* [Exercise directions] How many lines in the data below contain the string "merged"? Answer with the number only.

* [Provided material]
▽
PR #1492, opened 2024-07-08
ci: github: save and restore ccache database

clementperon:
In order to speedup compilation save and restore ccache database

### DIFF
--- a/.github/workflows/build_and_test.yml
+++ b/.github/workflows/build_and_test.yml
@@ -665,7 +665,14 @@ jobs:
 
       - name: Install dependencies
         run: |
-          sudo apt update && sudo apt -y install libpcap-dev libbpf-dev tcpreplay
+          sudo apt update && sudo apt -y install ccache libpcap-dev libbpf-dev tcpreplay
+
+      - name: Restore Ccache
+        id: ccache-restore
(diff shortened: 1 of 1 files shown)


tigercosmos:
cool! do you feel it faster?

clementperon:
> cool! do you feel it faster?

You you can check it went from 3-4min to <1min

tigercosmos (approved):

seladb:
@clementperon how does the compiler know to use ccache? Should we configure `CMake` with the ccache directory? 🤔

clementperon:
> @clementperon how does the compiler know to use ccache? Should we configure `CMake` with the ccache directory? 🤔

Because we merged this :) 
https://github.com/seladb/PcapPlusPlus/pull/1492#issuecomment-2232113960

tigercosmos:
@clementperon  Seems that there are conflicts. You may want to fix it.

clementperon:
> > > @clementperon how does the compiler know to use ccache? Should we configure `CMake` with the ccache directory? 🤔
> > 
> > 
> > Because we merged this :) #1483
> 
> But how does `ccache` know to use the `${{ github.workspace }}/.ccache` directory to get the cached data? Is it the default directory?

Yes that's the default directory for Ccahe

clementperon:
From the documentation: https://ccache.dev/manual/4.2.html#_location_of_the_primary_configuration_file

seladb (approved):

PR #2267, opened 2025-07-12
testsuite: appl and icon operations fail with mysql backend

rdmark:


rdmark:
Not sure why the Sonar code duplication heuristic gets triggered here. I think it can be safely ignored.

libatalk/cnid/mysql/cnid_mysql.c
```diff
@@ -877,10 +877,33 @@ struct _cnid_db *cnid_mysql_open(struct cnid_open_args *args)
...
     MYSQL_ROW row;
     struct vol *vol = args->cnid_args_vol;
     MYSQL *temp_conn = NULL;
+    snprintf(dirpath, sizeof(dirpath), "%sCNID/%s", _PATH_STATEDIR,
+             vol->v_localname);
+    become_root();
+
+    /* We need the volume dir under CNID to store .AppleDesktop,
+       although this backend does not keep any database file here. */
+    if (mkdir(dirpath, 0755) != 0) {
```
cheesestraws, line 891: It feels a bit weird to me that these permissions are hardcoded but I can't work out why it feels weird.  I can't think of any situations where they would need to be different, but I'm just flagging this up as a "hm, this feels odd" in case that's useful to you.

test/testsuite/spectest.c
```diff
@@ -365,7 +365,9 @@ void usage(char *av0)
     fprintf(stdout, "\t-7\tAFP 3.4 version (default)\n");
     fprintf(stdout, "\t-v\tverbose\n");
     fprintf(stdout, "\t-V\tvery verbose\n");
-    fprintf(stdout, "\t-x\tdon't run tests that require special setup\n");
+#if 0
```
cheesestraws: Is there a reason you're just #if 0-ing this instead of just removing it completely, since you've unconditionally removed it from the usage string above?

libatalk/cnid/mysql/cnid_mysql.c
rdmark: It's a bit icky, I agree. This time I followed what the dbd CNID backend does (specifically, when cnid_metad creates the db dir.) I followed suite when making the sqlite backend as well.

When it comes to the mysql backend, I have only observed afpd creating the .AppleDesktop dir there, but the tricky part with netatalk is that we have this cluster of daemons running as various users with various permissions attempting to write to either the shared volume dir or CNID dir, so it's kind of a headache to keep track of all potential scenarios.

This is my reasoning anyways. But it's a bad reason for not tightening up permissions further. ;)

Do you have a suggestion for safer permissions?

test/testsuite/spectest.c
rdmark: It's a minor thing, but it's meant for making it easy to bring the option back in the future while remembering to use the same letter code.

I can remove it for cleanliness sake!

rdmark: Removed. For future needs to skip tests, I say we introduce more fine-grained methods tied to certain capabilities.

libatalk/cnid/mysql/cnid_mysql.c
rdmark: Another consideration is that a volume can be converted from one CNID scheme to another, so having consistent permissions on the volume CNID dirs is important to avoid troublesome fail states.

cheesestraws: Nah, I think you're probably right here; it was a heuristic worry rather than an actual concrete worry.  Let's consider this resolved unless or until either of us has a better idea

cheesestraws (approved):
△
▽
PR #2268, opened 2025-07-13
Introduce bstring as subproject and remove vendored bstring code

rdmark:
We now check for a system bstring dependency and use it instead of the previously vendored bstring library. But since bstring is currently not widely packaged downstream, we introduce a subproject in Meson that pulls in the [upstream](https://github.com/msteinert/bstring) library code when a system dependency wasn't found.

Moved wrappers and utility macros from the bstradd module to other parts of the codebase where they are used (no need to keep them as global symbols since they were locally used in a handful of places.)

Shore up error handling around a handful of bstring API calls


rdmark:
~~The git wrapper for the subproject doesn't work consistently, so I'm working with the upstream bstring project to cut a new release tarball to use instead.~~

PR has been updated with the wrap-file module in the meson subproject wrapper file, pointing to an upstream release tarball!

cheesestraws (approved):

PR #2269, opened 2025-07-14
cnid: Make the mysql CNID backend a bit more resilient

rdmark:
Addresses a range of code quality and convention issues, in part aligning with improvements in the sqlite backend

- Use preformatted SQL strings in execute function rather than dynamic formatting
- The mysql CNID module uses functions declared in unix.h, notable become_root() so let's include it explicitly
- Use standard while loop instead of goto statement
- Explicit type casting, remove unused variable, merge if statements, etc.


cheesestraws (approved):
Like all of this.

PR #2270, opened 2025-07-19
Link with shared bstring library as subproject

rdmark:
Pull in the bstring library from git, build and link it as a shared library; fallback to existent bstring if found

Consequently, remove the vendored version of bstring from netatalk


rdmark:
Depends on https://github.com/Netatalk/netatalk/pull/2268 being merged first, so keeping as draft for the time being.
△
* [Expected answer] 3